Task to complete: Can you give all the records again without altering a single character?

Recorded data:
PR #364, opened 2021-01-21
.github: Self-testing tasks workflow

Gundersanne:


.github/workflows/tests.yml
```diff
@@ -27,6 +27,19 @@ jobs:
       - name: Rebase to current master
         run: git rebase origin/master
 
+      - name: Prepare
+        run: |
+          # override GitHub's bind mount from host, we don't want anything from there and it interferes with ssh
+          export HOME=$(getent passwd $(id -u) | cut -f6 -d:)
+          echo '${{ secrets.COCKPITUOUS_TOKEN }}' > ~/.config/github-token
```
martinpitt, line 34: For the record: To use that, you can't run this from your fork. Push your branch to origin, and work from there. We also have to do that when we want to use the manual workflows to rebuild containers. It's totally legit.

Gundersanne:
Reopening from a branch of the repo itself so the workflow has access to secrets.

Written response:
PR #364, opened 2021-01-21
.github: Self-testing tasks workflow

Gundersanne:


.github/workflows/tests.yml
```diff
@@ -27,6 +27,19 @@ jobs:
       - name: Rebase to current master
         run: git rebase origin/master
 
+      - name: Prepare
+        run: |
+          # override GitHub's bind mount from host, we don't want anything from there and it interferes with ssh
+          export HOME=$(getent passwd $(id -u) | cut -f6 -d:)
+          echo '${{ secrets.COCKPITUOUS_TOKEN }}' > ~/.config/github-token
```
martinpitt, line 34: For the record: To use that, you can't run this from your fork. Push your branch to origin, and work from there. We also have to do that when we want to use the manual workflows to rebuild containers. It's totally legit.

Gundersanne:
Reopening from a branch of the repo itself so the workflow has access to secrets.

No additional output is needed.